[Dataset entries]
Segment Open

PR #24, opened 2024-06-17
RFC-14: MCS: Adding budget limit thresholds to endpoints for SC Donation

lsf37:
Original [Jira issue and discussion](https://sel4.atlassian.net/browse/RFC-14)

[Rendered version](https://github.com/seL4/rfcs/blob/0140-budget-limit-threshold/src/proposed/0140-budget-limit-threshold.md) of the RFC text.

### DIFF
--- a/src/proposed/0140-budget-limit-threshold.md
+++ b/src/proposed/0140-budget-limit-threshold.md
@@ -1,0 +1,469 @@
+<!--
+  SPDX-License-Identifier: CC-BY-SA-4.0
+  Copyright 2023 UNSW
+-->
+
+# MCS: Budget limit thresholds on endpoints for SC Donation
+
+- Author: Mitchell Johnston
+- Proposed: 2023-08-15
+
+## Summary
+
+This is a two stage RFC that proposes to add a new `budget threshold' to
+endpoints, which would only allow scheduling context donation to occur if the
+SC's available budget exceeds the threshold. This would provide a mechanism to
+prevent budget-expiry from occurring in passive servers.
+
+As a second optional stage, this threshold value could also restrict the budget
+that a passive server is permitted to consume on a donated SC. We refer to this
+as a `budget limit'. This would help bound priority inversion in a system as
+well as reducing the trust that clients must place in passive servers they call.
+
+## Motivation
+
+### Thresholds
+
+This change regarding thresholds is motivated by a desire to prevent budget
+expiry from occurring inside passive servers, improving worst-case performance
+and response time analysis. Additionally, it would shift timeout exceptions into
+being a true error case, rather than an unavoidable, but routine occurrence on
+many systems. This is likely to simplify system design.
+
+Currently, there are almost no restrictions on the amount of budget required to
+enter a passive server. This almost inevitably leads to budget expiry, resulting
+in undesirable longer blocking times for other clients of the passive server.
+This must also be accounted for in schedulability analysis of a system and is
+particularly important for servers with clients of varying criticality.
+
+The kernel currently supports a mechanism to manage budget expiry, timeout
+handlers. These allow an error-handling thread to intervene and resolve the
+budget expiry. However, as they address the issue after it occurs, these have
+some limitations. Timeout handlers can provide extra budget, however, it is not
+preferable to reward clients with additional budget just because they are
+blocking the rest of the system. Alternatively, the server can be reverted to a
+previous state, however this wastes any work the server performed and can be
+expensive or impractical, depending on the nature of the passive server.
+
+This RFC proposes a new mechanism, endpoint thresholds, which aim to prevent
+budget expiry from occurring in passive servers, rather than reacting to it
+after it occurs.
+
+### Budget Limits
+
+The second stage of budget limits is motivated by the current implicit
+requirement that clients must completely trust passive servers that they call.
+Under the current model, a server can consume as much budget as it desires on a
+donated SC and is not forced to return it. A malfunctioning or malicious passive
+server can therefore run indefinitely while also possessing a higher priority
+than its clients, significantly impeding their ability to make progress.
+
+The impact of this extends to any thread with a priority between that of the
+passive server and its clients, even threads that are not themselves clients of
+the passive server. Enforcing stronger bounds on passive server SC consumption
+would reduce the level of trust threads in a system need to have in one another.
+
+## Guide-level explanation
+
+### Thresholds Guide
+
+This change involves adding a new attribute to endpoint objects, known as a
+threshold. By default, this threshold value would be set to zero and will have
+no effect. Therefore, existing code will not need to be updated to accommodate
+thresholds.
+
+If the threshold is set to a non-zero value, sending invocations performed on
+the endpoint will only be permitted if they donate a scheduling context with
+available budget greater than or equal to the threshold. Available budget is the
+amount of budget ready for use in the SC (the sum of refills with a release time
+greater than the current time). By setting the threshold to the WCET of the
+passive server associated with the endpoint, this guarantees that the server
+will always receive an SC with sufficient budget to complete its execution,
+preventing budget expiry from occurring. This will also ensure that timeout
+exceptions will only occur as a result of a true error, such as a misconfigured
+threshold value or a fault in the server code.
+
+If a client has insufficient available budget in its SC, its refills will be
+deferred and merged until its head refill has sufficient budget at some point in
+the future. Once the thread resumes, the IPC invocation will transparently
+continue. If a client's maximum budget is less than the threshold value, an
+error will instead be returned to the client.
+
+The time required to check an SC's available budget and to defer and merge are
+both bounded by the maximum number of refills in an SC. When designing a system
+using an endpoint with a threshold, this will be an additional factor to
+consider regarding the optimal choice for the maximum number of SC refills.
+
+The threshold value of an endpoint can be set via an object invocation,
+performed indirectly through an invocation on the CNode, similar to the existing
+Cancel Badged Sends invocation. However, we restrict the right to set the
+endpoint threshold to only the original unbadged capability.
+
+Changes to the threshold value are propagated weakly, meaning that clients only
+interact with the threshold value at the moment where they invoke the endpoint.
+If a threshold value is increased, clients already enqueued on the endpoint are
+unaffected, even if they now possess insufficient budget. Similarly, threads
+which have had their budget deferred will not be woken up early, even if the
+threshold value is reduced. As the threshold is intended to reflect the WCET of
+the passive server, changing it would be a rare operation. Therefore, we
+consider this weak propagation behaviour acceptable.
+
+Additionally, invocations which do not support scheduling context donation are
+no longer permitted to invoke an endpoint with a non-zero threshold set. They
+instead fail immediately as an invalid operation. This prevents a passive server
+from performing a rendezvous with a client that did not donate an SC, which
+would result in the server being unable to run, which causes similar issues to
+budget expiry. Invoking a passive server without donating an SC is fundamentally
+an invalid operation, so it is therefore desirable for the IPC to fail upon the
+initial send, rather than causing an exception only after rendezvousing with the
+server.
+
+As an optional extension, the new defer and merge behaviour of SC's can also be
+made available to threads as an explicit system call. We have provisionally
+called this YieldUntilBudget, denoting it as a variant of Yield. This would
+allow threads to specify a desired quantity of budget, after which the kernel
+will merge and defer refills until the thread's head refill exceeds the desired
+budget. We do emphasise that this additional system call is not required for the
+functionality of thresholds. However, it will essentially be implemented
+regardless as part of thresholds and exposing it to users is an easy change.
+
+### Budget Limits Guide
+
+The optional budget limit change extends the meaning of an endpoint threshold
+value to also restrict budget consumption by a passive server on a donated SC.
+An additional bit is added to endpoint objects to toggle budget limit behaviour.
+By default, budget limits are disabled and only the aforementioned threshold
+behaviour applies. If the threshold is non-zero and budget limits are enabled,
+then both threshold and budget limit behaviour will be in effect. A budget limit
+has a no effect if the threshold is zero, regardless of the value of the budget
+limit bit.
+
+If a passive server returns a donated SC having consumed less than the budget
+limit (equal to the threshold value), then the budget limit has no effect.
+However, if the server's consumption reaches the budget limit, the kernel will
+forcibly return the SC to the caller, ensuring that the server’s consumption
+does not exceed the limit. This will almost certainly leave the server in a
+stuck state, so the server's timeout handler will be invoked to recover it.
+
+When an SC is donated over an endpoint with budget limits enabled, that SC is
+marked as possessing a budget limit. An SC with a budget limit can only be
+further donated over endpoints that also have budget limits set.
+
+During such a donation, the kernel must still determine whether the donated SC
+has a sufficient budget (greater than the threshold). However, rather than
+considering the total available budget in the SC, the kernel considers the
+budget remaining until the existing budget limit would be reached. This allows
+the kernel to guarantee that every server is able to use its full budget limit
+allocation, while also being able to enforce the limit if any server exceeds its
+allocated budget limit. The SC is only marked as no longer possessing a budget
+limit once it is returned over the original budget limit endpoint.
+
+## Reference-level explanation
+
+### Thresholds Reference
+
+This RFC proposes to add a `ticks_t` value to endpoint objects as the
+`threshold'. It is also viable to associate the threshold with endpoint
+capabilities, this is discussed in the rationale and alternative section below.
+For every sending IPC invocation, fastpath or slowpath, the kernel checks the
+threshold value of the relevant object. If it is set to zero, this represents
+threshold behaviour being disabled and the IPC continues, with no further
+behaviour changes.
+
+However, if the threshold value is non-zero, then the kernel calculates the
+available budget of the thread (released refills in the SC) and compares against
+the budget required to pass the threshold. The intention is for the 'threshold'
+value to represent the required runtime of a passive server. Therefore, the
+budget to pass the threshold is the 'threshold' value plus twice the kernel
+WCET, to account for the call and reply system calls. Additionally, the kernel
+must account for time consumed by the client, but not yet charged to its SC. If
+the available budget is sufficient, again, the IPC continues without further
+behaviour changes.
+
+However, if the available budget is insufficient, alternate action needs to be
+taken. At this point, the fastpath and slowpath diverges. If the available
+budget check on the fastpath fails, the kernel switches over to the slowpath to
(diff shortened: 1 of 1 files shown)


kent-mcleod:
If the server thread was told how much budget was available on the donated SC when it is unblocked from seL4_Recv, then it could immediately return an error to the client based on some policy it can implement itself.  This in combination with the proposed mechanism that allows a well-behaving client to yield-until-budget before making the call gives more power to both client and server and doesn't require adding more complexity to endpoints. 

A single threshold value on an endpoint would have to be suitable for all calls over that endpoint whereas a server implementing a policy at user level could enforce a different threshold limit that's specific to each unique call. 

I couldn't find a user-level approach discussed in the proposal or the thesis or the comments.

lsf37:
I would also welcome some more thinking on alternatives to this approach. Doesn't mean we have to take them, but the design space is large and the RFC at least does not show exploration of much of it -- it's the prototype of one implementation that happens to work, but for me it has two main problems:

- To my understanding we are now introducing a loop into the IPC fastpath(!) that is a priory only bounded by the absolute maximum number of refills a user can create a scheduling context with. As the performance number tables show, that means there is no "IPC takes x cycles" for specific scenarios any more -- it all depends on how things were scheduled before and how many refills happen to be in the scheduling context. The user does not really have much control over that apart from setting the maximum number.

- The other aspect is verification cost: this is the IPC path -- even small modifications are very expensive there, and even the simplest version of the RFC is not a small modification. This would need significant verification funding first to proceed (it does not look to me like this can be made conditional easily -- if it can, then it could be made available in non-verification configs first).

Would it make sense the keep a "remaining overall budget" field in the SC that is updated each time an SC is charged and re-charged? (I.e. explicitly keep the sum of all refill budgets). This would avoid the loop and make Kent's alternative of a server (and even well-behaved client) checking the remaining budget quite fast and easy to implement without introducing new kernel mechanisms on endpoints.

lsf37:
Status update from 2024-07-25 TSC meeting: awaiting change of prototype implementation by Indan.

Indanz:
> If the server thread was told how much budget was available on the donated SC when it is unblocked from seL4_Recv, then it could immediately return an error to the client based on some policy it can implement itself. This in combination with the proposed mechanism that allows a well-behaving client to yield-until-budget before making the call gives more power to both client and server and doesn't require adding more complexity to endpoints.

The problem is that we don't know how much budget is available when the server gets unblocked. To know that, we need to take a timestamp on the fast path, which currently doesn't happen.

So from a performance point of view your proposal would require all IPC calls to take a timestamp and an extra yield-until-budget syscall for tasks wanting this feature.

With the proposal the cost is one extra if-check to check for budget threshold for all IPC calls, and taking the timestamp only when a budget is set.

Indanz:
> * To my understanding we are now introducing a loop into the IPC fastpath(!)

I'm getting rid of those new loops and will go to the slow path if the head budget isn't sufficient.

> The other aspect is verification cost

The loop to gather enough budget is the same loop as the one at the end of `refill_budget_check`, except that the budget threshold is used instead of `MIN_BUDGET`. `refill_unblock_check` already merges overlapping refills (I don't understand how they can happen though, seems easier to avoid than to fix afterwards to me).

But yes, if you want to proof that budget threshold feature does what it should, the verification cost will be high no matter how it's implemented.

> it does not look to me like this can be made conditional easily -- if it can, then it could be made available in non-verification configs first

I think it could be made conditional easily, but the question is whether you want that.

kent-mcleod:
> The problem is that we don't know how much budget is available when the server gets unblocked. To know that, we need to take a timestamp on the fast path, which currently doesn't happen.

There is currently a timestamp taken on every slowpath entry to the kernel because every time the kernel is entered it calculates whether the time remaining in the head refill is greater than `MIN_BUDGET`: `refill_head(sc)->rAmount - usage` in `refill_sufficient()`. The result of this calculation is also the same as the amount of time until the currently programmed timer interrupt will fire and is the amount of budget available to the server before a timeout fault would be generated.

If this check isn't also in the fastpath then it would need to be added regardless.

Indanz:
> If this check isn't also in the fastpath then it would need to be added regardless.

Why? We already paid most of the cost of a syscall, handling the fast path is always faster than doing anything else. `MIN_BUDGET` applies to generic system calls as it is bound to WCET, not fastpath ones, which are on the order of one microsecond.

At worst the called task will be interrupted within `MIN_BUDGET` by the timer interrupt to end its time-slice. You can usually do 10 or more IPC calls within `MIN_BUDGET` time.

IPC fastpath is a context switch without SC change, and because of that it can avoid doing anything timing related at the moment.

(For SMP I think we should take the timestamp before taking the kernel lock, see #844, and always taking the timestamp at entry would simplify some things, so I'm not against it in principle. But it will add extra overhead, especially on RISCV where it usually traps.)

kent-mcleod:
> Why? We already paid most of the cost of a syscall, handling the fast path is always faster than doing anything else. `MIN_BUDGET` applies to generic system calls as it is bound to WCET, not fastpath ones, which are on the order of one microsecond.

In the kernel design the fastpaths are each optimizations of a specific slowpath kernel operation. So if refill_sufficient() would return false in the slowpath and result in a thread switch, then the fastpath would have to produce the same thread switch, or else fall back to the slowpath. To facilitate this, the fastpath needs to perform the same check.

> IPC fastpath is a context switch without SC change, and because of that it can avoid doing anything timing related at the moment.

It arguably can't avoid performing the budget check. The kernel has to ensure there is enough remaining budget to get back into the kernel whenever it returns to user level.  It has to guard against a thread calling late enough in its time slice and amplifying its budget via a non-preeptable kernel operation.

I think there's a design inconsistency here where the fastpath is always expected to behave the same as a particular path through the slowpath, but the slowpath will now abort an operation if it doesn't have enough time to complete while the fastpath is hoped to be fastenough to always have enough time available to complete. 

Shouldn't the fastpath also abort an operation if it doesn't have enough time to complete?

We either want to assume that:
1. the fastpath time rounds to zero (and not needing the check as a consequence), 
2. the fastpath time doesn't round to zero and so a check is needed, and because of the design requirement that the fastpath follows the same behavior as the slowpath then the check is the same as the check in the slowpath.  In this case maybe we could define the check to be parameterized by input arguments to the kernel, and in the case where it's the fastpath condition the check checks a smaller time value?

Indanz:
Thinking about time is always tricky, hence my delayed response.

> It arguably can't avoid performing the budget check. The kernel has to ensure there is enough remaining budget to get back into the kernel whenever it returns to user level. It has to guard against a thread calling late enough in its time slice and amplifying its budget via a non-preeptable kernel operation.

The kernel does not check at syscall entry if there is a higher priority thread scheduled within WCET time. Hence the worst case expected scheduling delay is equal to WCET. Even if a task calls a fastpath syscall just before it's timeslice ends, the worst case scheduling delay for the next task is much less than WCET.

The budget amplification is negligible. However, avoiding that amplification will not reduce the total amount of kernel operation time, though it might avoid taking a timer interrupt. I'm not convinced that stealing `MIN_BUDGET` budget from a task is better that letting it overrun by a fraction.

> We either want to assume that:
> 
>     1. the fastpath time rounds to zero (and not needing the check as a consequence),

This is the assumption I am making. Scheduling is at 1 us granularity currently, so anything close to that is a rounding error.

>     2. the fastpath time doesn't round to zero and so a check is needed, and because of the design requirement that the fastpath follows the same behavior as the slowpath then the check is the same as the check in the slowpath.  In this case maybe we could define the check to be parameterized by input arguments to the kernel, and in the case where it's the fastpath condition the check checks a smaller time value?

I have the feeling that the kernel currently abuses WCET for kernel entry and exit overhead, while that should be separate values from WCET (the only explanation I have for `MIN_BUDGET = 2 * WCET`). As WCET is used everywhere, it's unclear what purpose each margin has.

In the end it's about what timing guarantees seL4 provides. In my view seL4 should be suitable for hard-realtime, which implies (ignoring IRQs):

1) Tasks start when they should. This currently has error `Es = WCET`.
2) Tasks get enough budget in a timely manner. This currently has error of at least `Eb = Es + MIN_BUDGET` because of the budget check. But because notifications cause [LIFO scheduling behaviour](https://github.com/seL4/seL4/issues/902), no guarantees whatsoever can be given at the moment.
3) Scheduling errors should not accumulate. `Es` and `Eb` are non-accumulating. (Notifications causing LIFO scheduling is exactly such a big problem because it does accumulate, but let's ignore it for this analysis.)

Note that no budget overruns happening is not a design goal in itself. It may be necessary to be able to make certain guarantees, but I'm not fully convinced it is yet. It does avoid accumulating scheduling delays in case other tasks of the same priority all do budget amplification. However, that error is at most WCET per task (much less in reality), while the budget check causes tasks to lose up to `MIN_BUDGET` per period. I'd argue that a scheduling jitter of `MIN_BUDGET` is much worse than a scheduling jitter bound by WCET and much less in practice.

In other words, currently tasks needing a budget of `b` need to set `budget = b + Eb` if they have a time limit and ` budget = b + MIN_BUDGET` otherwise. Without the budget check they can set `budget = b + Es` or `budget = b` for all tasks. Overall time can be divided more efficiently without a budget check at each syscall entry and scheduling jitter will be lower. As far as I can remember, the original sporadic scheduling paper did not check budget at every kernel entry either.

Indanz:
To clarify, I think a slight budget overrun is fine if it means the task will get that amount less budget next period, to avoid accumulating errors.

Indanz:
Simplified implementation of budget thresholds can be found here: https://github.com/Indanz/seL4/pull/2

src/proposed/0140-budget-limit-threshold.md
```diff
@@ -0,0 +1,469 @@
...
+### Thresholds
+
+This change regarding thresholds is motivated by a desire to prevent budget
+expiry from occurring inside passive servers, improving worst-case performance
+and response time analysis. Additionally, it would shift timeout exceptions into
+being a true error case, rather than an unavoidable, but routine occurrence on
+many systems. This is likely to simplify system design.
+
+Currently, there are almost no restrictions on the amount of budget required to
+enter a passive server. This almost inevitably leads to budget expiry, resulting
```
pingerino: nit: this almost inevitably leads to budget expiry
suggestion: this can lead to undesirably budget expiry in certain system designs

Not really invevitable, that's up to the system. If you have a system where overruns are tolerated, or where you think you have the WCET mostly sorted but not completely, you can have occasional budget expiry and handle it. Whether it's desirable or not is up to the system design and is a matter of policy. That said, *if* you wanted a system where you really did not want timeout exceptions,

src/proposed/0140-budget-limit-threshold.md
```diff
@@ -0,0 +1,469 @@
...
+As a second optional stage, this threshold value could also restrict the budget
+that a passive server is permitted to consume on a donated SC. We refer to this
+as a `budget limit'. This would help bound priority inversion in a system as
+well as reducing the trust that clients must place in passive servers they call.
+
+## Motivation
+
+### Thresholds
+
+This change regarding thresholds is motivated by a desire to prevent budget
```
pingerino: suggestion: this would be better worded as "to provide an option for users to configure passive servers without requiring timeout handlers"

src/proposed/0140-budget-limit-threshold.md
```diff
@@ -0,0 +1,469 @@
...
+budget expiry. However, as they address the issue after it occurs, these have
+some limitations. Timeout handlers can provide extra budget, however, it is not
+preferable to reward clients with additional budget just because they are
+blocking the rest of the system. Alternatively, the server can be reverted to a
+previous state, however this wastes any work the server performed and can be
+expensive or impractical, depending on the nature of the passive server.
+
+This RFC proposes a new mechanism, endpoint thresholds, which aim to prevent
+budget expiry from occurring in passive servers, rather than reacting to it
+after it occurs.
```
pingerino: The motivation here would be improved greatly by adding that this is additional, demostrating why it's needed, without saying all the other options are bad. Reacting is a legitiamte way to build a system, especially if your WCET is very loose. They have legitimate use cases depending on client policy.

src/proposed/0140-budget-limit-threshold.md
```diff
@@ -0,0 +1,469 @@
...
+using an endpoint with a threshold, this will be an additional factor to
+consider regarding the optimal choice for the maximum number of SC refills.
+
+The threshold value of an endpoint can be set via an object invocation,
+performed indirectly through an invocation on the CNode, similar to the existing
+Cancel Badged Sends invocation. However, we restrict the right to set the
+endpoint threshold to only the original unbadged capability.
+
+Changes to the threshold value are propagated weakly, meaning that clients only
+interact with the threshold value at the moment where they invoke the endpoint.
```
pingerino: question: There's also an implication here that all of the server's operations are bounded by the same amount. How practical is that?

src/proposed/0140-budget-limit-threshold.md
```diff
@@ -0,0 +1,469 @@
...
+called this YieldUntilBudget, denoting it as a variant of Yield. This would
+allow threads to specify a desired quantity of budget, after which the kernel
+will merge and defer refills until the thread's head refill exceeds the desired
+budget. We do emphasise that this additional system call is not required for the
+functionality of thresholds. However, it will essentially be implemented
+regardless as part of thresholds and exposing it to users is an easy change.
+
+### Budget Limits Guide
+
+The optional budget limit change extends the meaning of an endpoint threshold
```
pingerino: question: can there be some use cases here to illustrate what this is for?

src/proposed/0140-budget-limit-threshold.md
```diff
@@ -0,0 +1,469 @@
+<!--
```
pingerino: I'm coming to this PR very late, since it's being reviewed by the TSC this week.  I'm not vehemently opposed to the change but I'm not yet convinced by the motivation and would love to see my questions answered. It's great to see work happening on the MCS api and I love to see it develop and evolve.

pingerino (commented):
I've done a high level pass due to the upcoming TSC meeting. 
I don't have a lot of time to look at this.

On the surface adding thresdholds might be a useful change, though I would really like to see some use cases  to motivate the effort involved in merging and verifying the change.  

I'm happy to discuss this further. I've used conventional comments to make my comments, and tried my best to not come across as unsupportive, while also being appropriately sceptical. Great to see work being done to further the MCS apis.

Indanz:
> I'm not necessarily against changing the preemption point behaviour in MCS, but it is unclear to me what consequences it has.

It will make pre-emptible sycalls run longer because of the extra overhead.

> It seems to me like this would change behaviour slightly (exit, take IRQ immediately, re-enter kernel).

Usually there is no pending IRQ and it would just restart the current syscall.

> It also sounds to me like this would break the kernel entry/exit budget computations, because a single kernel call could now have the cost of entry -> preemption -> exit -> immediate entry -> IRQ handling/schedule new thread -> exit, whereas before it was entry -> preemption -> IRQ handling/schedule -> exit.

No, it just does the usual cost of entry -> preemption -> exit. The budget is updated and checked at the next entry as done normally for all syscalls.

It is the current code that is weird and duplicates normal bookkeeping and IRQ checking in the pre-emption code to avoid running out of budget.

> To be fair, I'm not sure what the point of the entry/exit WCET is that MCS is doing, because it does not reflect the actual WCET and any thread can go over its budget roughly by the amount of the actual kernel WCET. If we have that, why do we try so hard to account for just entry/exit?
> 
> Should we just admit that we can't fully guarantee absence of budget overrun by kernel WCET and just leave that up to user-level analysis? That would simplify a lot of things in the MCS implementation in general. (It would also make a lot of verification work obsolete that has already been put in to do verify all that complexity, but that's not a good reason to not get rid of it).

Agreed with all of that. I think the harm of enforcing MIN_BUDGET is bigger than the gain, see my discussion with Kent above. But we should continue this discussion in a new issue.

> I'm also not entirely sure about adding invocations to endpoints in general.

I'm not doing that, I'm just saying it's a complication that needs some solution.

> There probably are some points in that design space (I haven't fully checked Indan's draft for this), but it does feel like a hack. Is there nothing cleaner that we can do?

My hacky solution is making it a reply object invocation. The rationale being that for calls you need access to an EP cap and a reply cap anyway, and that this should be under the server's control.

The original RFC proposed a CNode invocation as a work-around, but that's worse I think.

Another way is using a magic nonsensical combination of flags values in `seL4_MessageInfo_t` to alter the behaviour of normal endpoint calls, but that seemed very ugly.

pingerino:
> I have the strong impression that WCET as used in MIN_BUDGET started as kernel entry/exit time, but ended up being WCET instead. Why else would MIN_BUDGET be twice WCET?

Yes, it was supposed to be enough time for a thread to get into and out of the kernel. Given we only theoretically had one estimate, this rounds up to 2 * WCET.

Indanz:
> A note on MIN_BUDGET: some practical experiments are needed here to quantify the impact on latency and precision if you don't set this. E.g, if a schedulable set of tasks is set up, what time does the highest prio task end up waking up. 

I did a simple analysis in an earlier [comment](https://github.com/seL4/rfcs/pull/24#issuecomment-2308437417) above.

My practical experience is with a system with budgets in the order of 100us and a WCET of 10us, and then it causes a lot more scheduling jitter (as measured with RTP audio quality under heavy load). Setting WCET to 1 improved system behaviour and reduced jitter. (Sadly I don't have access to that system any more, so can't repeat the tests easily.)

Indanz:
A big question is whether the budget limit should also apply to round-robin tasks or only to sporadic tasks:

- On the one hand, RR tasks have no control over when they run out of the current budget and doing this would introduce random scheduling jitter and overhead. This is the reason why timeout faults don't happen for RR tasks. Not applying budget limit for RR tasks would be consistent with this. Not enforcing the limit would also limit the overhead to one extra if-check, making only sporadic tasks pay the price.
- On the other hand, it would (usually) avoid budget amplification compared to other equal priority tasks not doing calls to higher priority servers. (See https://github.com/seL4/seL4/issues/1365). It also opens the possibility to enable timeout faults for RR task calls to passive servers.

That said, Budget Thresholds are not very user friendly to use. It's great if you know actual timings and deadlines, but it's hard to use if you don't. The user needing to do this kind of extra work to avoid unintended starvation or budget amplification feels wrong though.

An alternative solution for sporadic tasks causing problems by doing passive calls is to simply prohibit such calls.

Then the user either needs to make servers used by sporadic tasks active, or modify the SC before and after doing such calls, or add an intermediate active server which forwards the call. Another option is to modify seL4 so either users can bind a special SC for such calls, or to automatically convert the sporadic task to round-robin during passive calls. (Idea: Move the Notification SC to the TCB and use it for both handling notifications in passive servers and for sporadic tasks doing IPC calls to passive servers.)

An alternative solution for RR amplifying budget is mentioned in the above issue already. That solution would limit the amplification to a once-off event during the passive call, and penalise the over budget task afterwards to make up for it. We should still do this even with Budget Thresholds, because if the configured budget is too short, the original issue will resurface. Once this is done, Budget Thresholds don't add much additional benefit any more.

Another big problem of Budget Thresholds is that it only works if all clients have more budget than the worst case execution time of the passive server.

Segment Closed

# Exercise goal
All lines in the records with the string "preemption" should be copied out.

# Answer to this problem
> I'm not necessarily against changing the preemption point behaviour in MCS, but it is unclear to me what consequences it has.
> It also sounds to me like this would break the kernel entry/exit budget computations, because a single kernel call could now have the cost of entry -> preemption -> exit -> immediate entry -> IRQ handling/schedule new thread -> exit, whereas before it was entry -> preemption -> IRQ handling/schedule -> exit.
No, it just does the usual cost of entry -> preemption -> exit. The budget is updated and checked at the next entry as done normally for all syscalls.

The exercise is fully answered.